ETM can record the memory address of executing instruction, encode it to a small stream, and then put it into a buffer called ETR.
We did some extra work to fully leverage the functionality of ETM to help us diagnose concurrency programs.
First, we use a hardware component called "Counter" to generate fine-grained time stamps of ETM output. With the timestamps, we can know the execution order even across different processors.
Second, we leverage ETR to allocate a dedicated chunk of physical memory as a buffer of ETM. That means the ETM output stream is directly sent to RAM. We can avoid frequently pausing the program to get ETM output, which will alleviate the performance.
Third, we use another hardware component called "Performance Monitoring Unit (PMU)" to automatically extract traces from the buffer. We use PMU to count the number of executed instructions. When the instruction number exceeds the threshold we set, a hardware interrupt will be sent to the kernel, and our predefined handler can extract the trace.
The next challenge is to build the data flow. Since ETM can trace every instruction executed in the CPU, it should be fine to rerun the control flow to get the data flow. However, using ETM to trace kernel and shared library is a kind of waste.

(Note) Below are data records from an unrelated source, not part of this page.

PR #1129, opened 2017-09-05
Adding inverse flag to title component

vanitabarrett:
Passing inverse: true to title component means the title can work on a dark background.

screen shot 2017-09-06 at 13 18 26

**Note: needs to be merged before updating HTML publications in government-frontend, but only after update to govuk_publishing_components.**

### DIFF
--- a/app/views/govuk_component/docs/title.yml
+++ b/app/views/govuk_component/docs/title.yml
@@ -27,3 +27,11 @@ examples:
       context: Publication
       title: My page title which is often really long and verbose and has lots of extra words it doesn't need
       average_title_length: long
+  title_on_dark_background:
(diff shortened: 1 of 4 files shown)


app/views/govuk_component/docs/title.yml
```diff
@@ -27,3 +27,10 @@ examples:
       context: Publication
       title: My page title which is often really long and verbose and has lots of extra words it doesn't need
       average_title_length: long
+  title_on_dark_background:
```
fofr: We could call this `html_publication_title`, or use the description to indicate where this is used.

nickcolley: Description seems like a good shout 👍

PR #1134, opened 2017-09-07
Add some more GDS user research panel surveys

DennisTsiang:
For: https://trello.com/c/Asj5HLO6

Adds links to the four surveys on the pages requested, each with a frequency of 1 in 6, running from Aug 25 2017 to Oct 1 2017.

### DIFF
--- a/app/assets/javascripts/surveys.js
+++ b/app/assets/javascripts/surveys.js
@@ -175,6 +175,104 @@
           title: 'Tell us about your visit to GOV.UK',
           surveyCta: 'Answer 2 quick questions to help us make GOV.UK better',
         }
+      },
+      {
+        identifier: 'scrutinise_government',
+        surveyType: 'url',
+        frequency: 6,
+        startTime: new Date('August 25, 2017').getTime(),
+        endTime: new Date('October 1, 2017 23:59:50').getTime(),
+        url: 'https://signup.take-part-in-research.service.gov.uk/?utm_campaign=Scrutinise_government&utm_source=Hold_gov_to_account&utm_medium=gov.uk&t=GDS&id=15',
+        templateArgs: {
+          title: 'Help improve GOV.UK',
+          surveyCta: 'Answer some questions about yourself to join the research community.',
+          surveyCtaPostscript: 'This link opens in a new tab.'
+        },
+        activeWhen: {
+          path: [
+            '^/government/announcements/?$',
+            '^/government/publications/?$',
+            '^/government/statistics/?$',
+            '^/government/organisations/hm-revenue-customs/?$',
+            '^/government/organisations/companies-house/?$',
+            '^/government/organisations/driver-and-vehicle-licensing-agency/?$',
+            '^/government/organisations/uk-visas-and-immigration/?$',
+            '^/government/organisations/land-registry/?$'
+          ]
+        }
+      },
+      {
+        identifier: 'content_history',
+        surveyType: 'url',
+        frequency: 6,
+        startTime: new Date('August 25, 2017').getTime(),
+        endTime: new Date('October 1, 2017 23:59:50').getTime(),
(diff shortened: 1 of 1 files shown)


app/assets/javascripts/surveys.js
```diff
@@ -175,6 +175,111 @@
...
+          surveyCta: 'Answer some questions about yourself to join the research community.',
+          surveyCtaPostscript: 'This link opens in a new tab.'
+        },
+        activeWhen: {
+          path: [
+            '^/government/policies(?:/|$)',
+            '^/government/announcements(?:/|$)',
+            '^/government/publications(?:/|$)',
+            '^/government/statistics(?:/|$)',
+            '^/government/publications?publication_filter_options=consultations(?:/|$)',
```
h-lame: We can drop this URL.  Primarily because the current implementation of the surveys code only looks at the `/path` not the `?query=string` of the current page, so this would never match anything, but also because (luckily for us) we already have `/government/publications` above which would cover it.

app/assets/javascripts/surveys.js
```diff
@@ -175,6 +175,111 @@
...
+        endTime: new Date('October 1, 2017 23:59:50').getTime(),
+        url: 'https://signup.take-part-in-research.service.gov.uk/?utm_campaign=Becoming_a_childminder&utm_source=Group_and_Transform_Content&utm_medium=gov.uk&t=GDS&id=18',
+        templateArgs: {
+          title: 'Help improve GOV.UK',
+          surveyCta: 'Answer some questions about yourself to join the research community.',
+          surveyCtaPostscript: 'This link opens in a new tab.'
+        },
+        activeWhen: {
+          path: [
+            '^/register-childminder-childcare-provider(?:/|$)',
```
h-lame: I think we can drop the other `/register-childminder-chidcare-provider/<whatever>` paths as this one will match any subpages, and we've been asked to run it on all the subpages, so we can get away with just the root.  It does no harm to have the other explicit paths in here, but we can save a few bytes this way.

Need to keep the northern-ireland one though as it's a separate page.

app/assets/javascripts/surveys.js
```diff
@@ -175,6 +175,111 @@
...
+            '^/government/policies(?:/|$)',
+            '^/government/announcements(?:/|$)',
+            '^/government/publications(?:/|$)',
+            '^/government/statistics(?:/|$)',
+            '^/government/publications?publication_filter_options=consultations(?:/|$)',
+            '^/government/organisations/hm-revenue-customs(?:/|$)',
+            '^/government/organisations/companies-house(?:/|$)',
+            '^/government/organisations/driver-and-vehicle-licensing-agency(?:/|$)',
+            '^/government/organisations/uk-visas-and-immigration(?:/|$)',
+            '^/government/organisations/land-registry(?:/|$)'
```
h-lame: As many of these pages are index pages that have lots of subpages (for example /government/publications/ is the root for almost every document published via whitehall, we need to check if the intention is that we only show the survey on the index, or if we show it on all child pages too.  I suspect in this case we only mean the index in which case we have to change the regexs here.  We've got `(?:/|$)` (this matches a `/` or the end of the string) as a suffix which will match `/government/publications`, `/government/publications/` and `/government/publications/anything` (but not `/government/publications-about-something-else`).  To avoid matching the third form we can change the suffix to: `/?$` (this matches the end of the string or a `/` followed by the end of the string).  I've asked Sean to confirm.

h-lame: We've decided that we should treat all these urls as exact matches rather than prefix matches, so the survey only appears on these exact pages and not any of their children pages.  The urls for the other surveys are all ok as they're already specific pages, or (as already mentioned for `becoming_a_childminder` are prefix paths that we want all the child pages of anyway).

PR #1136, opened 2017-09-08
Fix issue preventing deployment

whoojemaflip:
Due to a ruby version mixup, `Numeric#positive?` isn't a method available in our production stack. 

Temporary fix to get deployments moving again. I hope to be able to move the logic out of this Gemfile in a later PR.


fofr:
We also didn't catch this in the Heroku production deployment because Heroku doesn't respect the `.ruby-version` file.

PR #404, opened 2023-06-14
New Block: Local Navigation container

ryelle:
This introduces a new container block for the Local Navigation in the header. The purpose of this is mostly to keep the shared styles contained, while also giving us a way to handle any custom functionality (not needed right now, but it would have helped with the breadcrumbs issue WordPress/wporg-main-2022#325 — while that doesn't apply to the new design, something like that could come up again).

The proposed designs show a small local header on interior pages. This block would handle the black-background section.

Section Header L2

See https://github.com/WordPress/wporg-mu-plugins/issues/465

**Screenshots**

By default, this inserts a full-width blue banner, with breadcrumbs and a navigation block

default

The brush stroke style variation is also available (I'm not sure if this will carry over to the redesign, but it is currently used on the Downloads subpages).

after-download-nightly

And the colors can be fully customized, background, text, border, etc

after-about-reqs

The banner scrolls, sticking under the sticky-global-header.

after-about-reqs-scroll

Small/tablet sized screens 

mid-screen

On small screens, the menu collapses (in these screenshots I've had it use the text display so we don't get two stacked hamburgers 🍔 ). When open, it takes over the whole screen (native GB behavior). We could iterate on this some more for a less "in your face" menu, if needed.

| Small screen, closed | Small screen, open |
|---|---|
| small-screen | small-screen-open |

Menu with dropdowns are also supported, but not likely to be used on the redesign.

with-dropdown

**To Test**

- Try the PR for wporg-main-2022 using this block (TBD)
- Try using the site editor to add the block to a template
- Or mock up the block in the post editor, and copy it into a template file
- It should display as expected/nothing weird should happen 🙂


StevenDufresne (approved):
I ran this and it did work properly.

The title is "Try Local Navigation". Are there reasons to not merge this?

ryelle:
> The title is "Try Local Navigation". Are there reasons to not merge this?

Nope, was just to indicate that this was an idea I wanted feedback/review on.

StevenDufresne:
> > The title is "Try Local Navigation". Are there reasons to not merge this?
> 
> Nope, was just to indicate that this was an idea I wanted feedback/review on.

Got it. 

>while also giving us a way to handle any custom functionality

Does this block need to dynamically render right now? (excuse me if there is an obvious reason why and I'm missing it 😴 )

ryelle:
> Does this block need to dynamically render right now?

The main reason I defaulted to dynamic rendering was to prevent block validation errors if the markup does need to change — this way we could, for example, drop in a mobile-only toggle button or change the wrapper element without needing to write out deprecation transforms. It also simplifies the markup in the HTML templates when you don't need to write out both the block tag and an html tag.

PR #406, opened 2023-06-19
Add a GitHub App client abstraction

dd32:
We have several GitHub apps in use today, but each one has their own authorization client and details within them.

This introduces a more generic `GitHub_App_Authorization` class which can be used to make authenticated-as-app API requests against GitHub.

This builds off https://github.com/WordPress/wordcamp.org/commit/dd6035fbb18feaf9d1a68fb7b7d6edbe22401c0c and modified to suit.

See https://github.com/WordPress/wordpress.org/compare/trunk...dd32:try/make-gh-inviter for an implementation of using it as a client.

One major change here, other than adding the client, is that this adds non-development Composer dependencies. The build process is updated to skip installing dev deps (none of which appear to be needed for build at present) and ignore .gitignore as we want it included in the build.
The svn-sync process would need to move it from `./vendor/` to `./mu-plugins/vendor/`.

### DIFF
--- a/.github/workflows/build.yml
+++ b/.github/workflows/build.yml
@@ -19,7 +19,7 @@ jobs:
 
             - name: Install all dependencies
               run: |
-                  composer install
+                  composer install --no-dev
                   npm install
 
             - name: Build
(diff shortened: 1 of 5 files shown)


dd32:
Just noting, that given the composer dependency, I was tempted to replace `\Ahc\Jwt\JWT` with an included method, simply due to the sheer simplicity of JWT tokens, and that we're not needing to validate/etc.

That would simplify the PR changes.. but it seems like we should just use existing libraries where possible, and I've reviewed this library, I decided not to go down that route. I just wish the composer dependency didn't include all of it's tests and development files and was just the library by itself.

Since we have pre-knowledge about the kernel and some shared libraries like glibc, we can ignore the control flow and data flow inside them but focus on the user space program.
Thus we can further reduce the size of ETM output. The smaller ETM output is, the less frequently we need to extract them from RAM, which leads to better performance.
Instead of tracing the full execution, we implement a lightweight event capturer to record system calls, exceptions, signals and interrupts.
For system calls, we classify them into four groups. "Reading Status", "Writing Status", "Reading Content", and "Writing Content". For RS and RC, those system calls affect the data flow, so we will record them in detail. For WS and WC, those system calls won't affect the data flow, so we only record their return values.
We also implement a library hook of glibc to reduce the cost of recording this dynamic library. The invoked library functions are recorded to rebuild the data flow.
Developers can also provide their own hook to reduce the cost of recording further. (We also show how to do it in the long-term experiment)
In summary, we use ETM to generate the control flow. We use forward reproduction and a lightweight event capturer to build the data flow.
Control Flow of Multi-processor Program
We just talked about using the timestamps in ETM to generate the control flow. There might be some problem when the program is executing among multiple processors.
For example, the time stamp might not be precise enougth to give the exact order of execution. In this example, there is an overlap between 1A and 2A. Thus we might lose the information about data race. This problem is still a puzzle among researchers.
Our solution is to use the "counter" hardware to generate as many timestamps as possible to make it precise enough. In our test, 99.34% of instructions can be recorded in the correct order, in the worst case where data race happens.
After a program failure, we then have the control flow and data flow. To find the root cause of the failure, we use these methods: hybrid analysis, pattern matching, and adaptive collection.
In hybrid analysis, we perform an analysis called "include-point-set". It will build a transitive relationship between memory addresses. Basically, it contains information like "variable
x is influenced by variable
In pattern matching, we search the common atomicity violation patterns and order violation patterns to find the key instructions that lead to the failure.
The adaptive collection is a way to help recover data flow. We re-execute some instructions to improve the accuracy of data recovery.
Investigator is able to find the root cause of many famous concurrency bugs. It is also able to find the root cause of some non-concurrency bugs.
The overall overhead is around 4% on Unixbench. On Nginx, the overhead is around 1.3%.